PR #3801, opened 2020-05-21
Updated Razor TextMate Grammar

TanayParikh:
Updates to the Razor TextMate Grammar (Implicit / Explicit Razor Expressions within attributes)


captainsafia:
cc: @JoeRobich This is the follow-on change we needed to make.

TanayParikh:
Here's the updated file @JoeRobich! 

FYI: @NTaylorMullen, @ryanbrandenburg, @captainsafia

PR #3802, opened 2020-05-21
Fix the color of comment punctuation

JoeRobich:


JoeRobich:
Merging as non-functional change.

PR #3807, opened 2020-05-26
Set IsWebProject property before it is used

captainsafia:
Closes https://github.com/dotnet/aspnetcore/issues/22151.

The `IsWebProject` property is used inside the `isBlazorWebAssemblyHosted` function before it is set. As a result, this causes the `isBlazorWebAssemblyHosted` to incorrectly not identify hosted Blazor apps.

To fix this, we set the `IsWebProject` property before it is used.

### DIFF
--- a/src/omnisharp/utils.ts
+++ b/src/omnisharp/utils.ts
@@ -77,10 +77,11 @@ export async function requestWorkspaceInformation(server: OmniSharpServer) {
         let blazorWebAssemblyProjectFound = false;
 
         for (const project of response.MsBuild.Projects) {
+            project.IsWebProject = isWebProject(project);
+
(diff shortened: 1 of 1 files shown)


sedat-eyuboglu:
I have the same issue as #22151 When i created a new project with dotnet new blazorwasm --hosted
and let VS Code to create launch.json, i get :

{
    "version": "0.2.0",
    "configurations": [
        {
            "name": "Launch and Debug Standalone Blazor WebAssembly App",
            "type": "blazorwasm",
            "request": "launch",
            "cwd": "${workspaceFolder}/Server"
        }
    ]
}


I have the c# extension 1.23.12.
SDK is 5.0.203 [C:\Program Files\dotnet\sdk]
What can do to overcome this?

PR #3800, opened 2020-05-21
Update Razor to add Blazor debugger and semantic colorization

captainsafia:
* Add support for `blazorwasm` debug adapter
* Adds support for semantic colorization

cc: @ryanbrandenburg @NTaylorMullen

PR #3809, opened 2020-05-27
Insert new version of Razor extension

captainsafia:
A new version of the Razor extension with support for attaching via the Blazor debugger and a bug fix for the rename issue.


TanayParikh:
Is the `package-lock.json` alright? I don't recall it ever being so large, and we didn't change anything fundamental since the last insert (https://github.com/OmniSharp/omnisharp-vscode/pull/3800/files#diff-32607347f8126e6534ebc7ebaec4853d).

JoeRobich:
> Is the `package-lock.json` alright?

Not all our packages are version locked, meaning if you run `npm i` or the asset updater (apparently). Package references are re-evaluated and some packages are allowed to roll-forward to a newer version, which can cause large changes. 

You may ask, "if packages are allowed to roll-forward, can your builds be deterministic?". On the CI side we install packages from information baked into the lock file, so there is no worry of accidentally taking a higher version than expected.

PR #6785, opened 2024-01-05
Add diagnostics integration tests

dibarbet:


src/lsptoolshost/onAutoInsert.ts
```diff
@@ -40,7 +40,15 @@ export function registerOnAutoInsert(languageServer: RoslynLanguageServer) {
 
             source.cancel();
```
jasonmalinowski, line 41: I don't see source being used anywhere before this point -- can we simplify this?

src/lsptoolshost/onAutoInsert.ts
```diff
@@ -40,7 +40,15 @@ export function registerOnAutoInsert(languageServer: RoslynLanguageServer) {
...
             source = new vscode.CancellationTokenSource();
-            await applyAutoInsertEdit(e, changeTrimmed, languageServer, source.token);
+            try {
+                await applyAutoInsertEdit(e, changeTrimmed, languageServer, source.token);
```
jasonmalinowski, line 44: So what (if anything) is actually going to cancel this token? Because if nothing, then how do we get that CancellationError instead?

src/lsptoolshost/onAutoInsert.ts
```diff
@@ -40,7 +40,15 @@ export function registerOnAutoInsert(languageServer: RoslynLanguageServer) {
...
+            } catch (e) {
```
jasonmalinowski, line 45: We already had an 'e' in the parent scope -- this might not be bad but could get confusing.

src/lsptoolshost/restore.ts
```diff
@@ -41,10 +41,19 @@ async function chooseProjectAndRestore(
...
+    let projects: string[];
+    try {
+        projects = await languageServer.sendRequest0(
+            RestorableProjects.type,
+            new vscode.CancellationTokenSource().token
+        );
+    } catch (e) {
+        if (e instanceof vscode.CancellationError) {
+            return;
+        }
```
jasonmalinowski, line 53: Ditto to earlier: how do we get this if we aren't passing in a cancellable token?

jasonmalinowski (approved):

src/lsptoolshost/onAutoInsert.ts
dibarbet: The vscode jsonrpc can return a cancellation error if the server shuts down for example.  So it doesn't have to be this token cancelling.

arkalyanms (approved):

PR #6806, opened 2024-01-12
Copy the BuildHost deps.json to the right place

jasonmalinowski:
This avoids having to merge https://github.com/dotnet/roslyn/pull/71597 and then do a server update, to reduce risk.


arkalyanms (approved):

jasonmalinowski:
This didn't work: it's copying for the wrong framework since the contents aren't quite right.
──────
--- Task requirements ---
Retype all of the data exactly, so that nothing differs from what is given.

--- Answer to this exercise ---
PR #3801, opened 2020-05-21
Updated Razor TextMate Grammar

TanayParikh:
Updates to the Razor TextMate Grammar (Implicit / Explicit Razor Expressions within attributes)


captainsafia:
cc: @JoeRobich This is the follow-on change we needed to make.

TanayParikh:
Here's the updated file @JoeRobich! 

FYI: @NTaylorMullen, @ryanbrandenburg, @captainsafia

PR #3802, opened 2020-05-21
Fix the color of comment punctuation

JoeRobich:


JoeRobich:
Merging as non-functional change.

PR #3807, opened 2020-05-26
Set IsWebProject property before it is used

captainsafia:
Closes https://github.com/dotnet/aspnetcore/issues/22151.

The `IsWebProject` property is used inside the `isBlazorWebAssemblyHosted` function before it is set. As a result, this causes the `isBlazorWebAssemblyHosted` to incorrectly not identify hosted Blazor apps.

To fix this, we set the `IsWebProject` property before it is used.

### DIFF
--- a/src/omnisharp/utils.ts
+++ b/src/omnisharp/utils.ts
@@ -77,10 +77,11 @@ export async function requestWorkspaceInformation(server: OmniSharpServer) {
         let blazorWebAssemblyProjectFound = false;
 
         for (const project of response.MsBuild.Projects) {
+            project.IsWebProject = isWebProject(project);
+
(diff shortened: 1 of 1 files shown)


sedat-eyuboglu:
I have the same issue as #22151 When i created a new project with dotnet new blazorwasm --hosted
and let VS Code to create launch.json, i get :

{
    "version": "0.2.0",
    "configurations": [
        {
            "name": "Launch and Debug Standalone Blazor WebAssembly App",
            "type": "blazorwasm",
            "request": "launch",
            "cwd": "${workspaceFolder}/Server"
        }
    ]
}


I have the c# extension 1.23.12.
SDK is 5.0.203 [C:\Program Files\dotnet\sdk]
What can do to overcome this?

PR #3800, opened 2020-05-21
Update Razor to add Blazor debugger and semantic colorization

captainsafia:
* Add support for `blazorwasm` debug adapter
* Adds support for semantic colorization

cc: @ryanbrandenburg @NTaylorMullen

PR #3809, opened 2020-05-27
Insert new version of Razor extension

captainsafia:
A new version of the Razor extension with support for attaching via the Blazor debugger and a bug fix for the rename issue.


TanayParikh:
Is the `package-lock.json` alright? I don't recall it ever being so large, and we didn't change anything fundamental since the last insert (https://github.com/OmniSharp/omnisharp-vscode/pull/3800/files#diff-32607347f8126e6534ebc7ebaec4853d).

JoeRobich:
> Is the `package-lock.json` alright?

Not all our packages are version locked, meaning if you run `npm i` or the asset updater (apparently). Package references are re-evaluated and some packages are allowed to roll-forward to a newer version, which can cause large changes. 

You may ask, "if packages are allowed to roll-forward, can your builds be deterministic?". On the CI side we install packages from information baked into the lock file, so there is no worry of accidentally taking a higher version than expected.

PR #6785, opened 2024-01-05
Add diagnostics integration tests

dibarbet:


src/lsptoolshost/onAutoInsert.ts
```diff
@@ -40,7 +40,15 @@ export function registerOnAutoInsert(languageServer: RoslynLanguageServer) {
 
             source.cancel();
```
jasonmalinowski, line 41: I don't see source being used anywhere before this point -- can we simplify this?

src/lsptoolshost/onAutoInsert.ts
```diff
@@ -40,7 +40,15 @@ export function registerOnAutoInsert(languageServer: RoslynLanguageServer) {
...
             source = new vscode.CancellationTokenSource();
-            await applyAutoInsertEdit(e, changeTrimmed, languageServer, source.token);
+            try {
+                await applyAutoInsertEdit(e, changeTrimmed, languageServer, source.token);
```
jasonmalinowski, line 44: So what (if anything) is actually going to cancel this token? Because if nothing, then how do we get that CancellationError instead?

src/lsptoolshost/onAutoInsert.ts
```diff
@@ -40,7 +40,15 @@ export function registerOnAutoInsert(languageServer: RoslynLanguageServer) {
...
+            } catch (e) {
```
jasonmalinowski, line 45: We already had an 'e' in the parent scope -- this might not be bad but could get confusing.

src/lsptoolshost/restore.ts
```diff
@@ -41,10 +41,19 @@ async function chooseProjectAndRestore(
...
+    let projects: string[];
+    try {
+        projects = await languageServer.sendRequest0(
+            RestorableProjects.type,
+            new vscode.CancellationTokenSource().token
+        );
+    } catch (e) {
+        if (e instanceof vscode.CancellationError) {
+            return;
+        }
```
jasonmalinowski, line 53: Ditto to earlier: how do we get this if we aren't passing in a cancellable token?

jasonmalinowski (approved):

src/lsptoolshost/onAutoInsert.ts
dibarbet: The vscode jsonrpc can return a cancellation error if the server shuts down for example.  So it doesn't have to be this token cancelling.

arkalyanms (approved):

PR #6806, opened 2024-01-12
Copy the BuildHost deps.json to the right place

jasonmalinowski:
This avoids having to merge https://github.com/dotnet/roslyn/pull/71597 and then do a server update, to reduce risk.


arkalyanms (approved):

jasonmalinowski:
This didn't work: it's copying for the wrong framework since the contents aren't quite right.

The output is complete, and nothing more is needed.